Inmediatamente después de leer la luminiscencia de la luciferasa Firefly, agregue 100 microlitros de sustrato de la luciferasa de Renilla a los pocillos, lo que apaga la actividad de la luciferasa Firefly mientras evalúa la actividad de la luciferasa de Renilla. Mezclar las muestras agitando suavemente la placa y medir la luminiscencia de nuevo para evaluar la actividad de la Renilla luciferasa. Compare la actividad relativa de las proteínas variantes cuantificando las respuestas del reportero y normalizando el valor de Firefly y Renilla para cada variante contra el tipo salvaje Ube3a.
Las células HEK293T transfectadas con cantidades crecientes de plásmidos que codifican Ube3a de tipo salvaje muestran un aumento lineal en la respuesta BAR. El ensayo BAR identifica variantes de los plásmidos relacionadas con la enfermedad, lo que demuestra la precisión y generalidad de este método. El cribado de ensayo BAR para 152 variantes de Ube3a muestra una pérdida benigna de la función y mutaciones de ganancia de función en relación con Ube3a de tipo salvaje.
La ganancia de la función de sustitución de glutamato, la pérdida de la función de sustitución de prolina y otra pérdida de función de sustitución de arginina en la posición 588 de Ube3a produjeron efectos drásticamente diferentes, lo que subraya la importancia de la evaluación empírica de variantes. El gráfico de calor muestra resultados BAR normalizados para un análisis mutacional exhaustivo en la posición 588 en Ube3a.

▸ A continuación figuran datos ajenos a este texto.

PR #61, opened 2020-05-14
test(gate): Add test for gate config generation

ezimanyi:
* fix(proto): Fix some of the security protos 

  Halyard is writing the edited enums in upper case, so we should make our enum the same. (I was confused because the toString was writing it in lower-case, but I guess Halyard is not using toString as part of serialization, which I guess probably makes sense when you think about it enough.)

El sombreado blanco representa los niveles de actividad Ube3a de tipo salvaje, el sombreado azul indica pérdida de función y el sombreado rojo indica mutaciones de ganancia de función.
Más allá de las implicaciones clínicas de nuestro trabajo, Ube3a es miembro de la familia de ligasas de ubiquitina del dominio HECT, que poseen el dominio catalítico HECT conservado. Y creo que uno de los aspectos fascinantes de nuestro trabajo es que proporciona datos ricos en funciones de estructura sobre Ube3a, y esto se puede utilizar para obtener una comprensión mecanicista más profunda de esta clase de enzimas.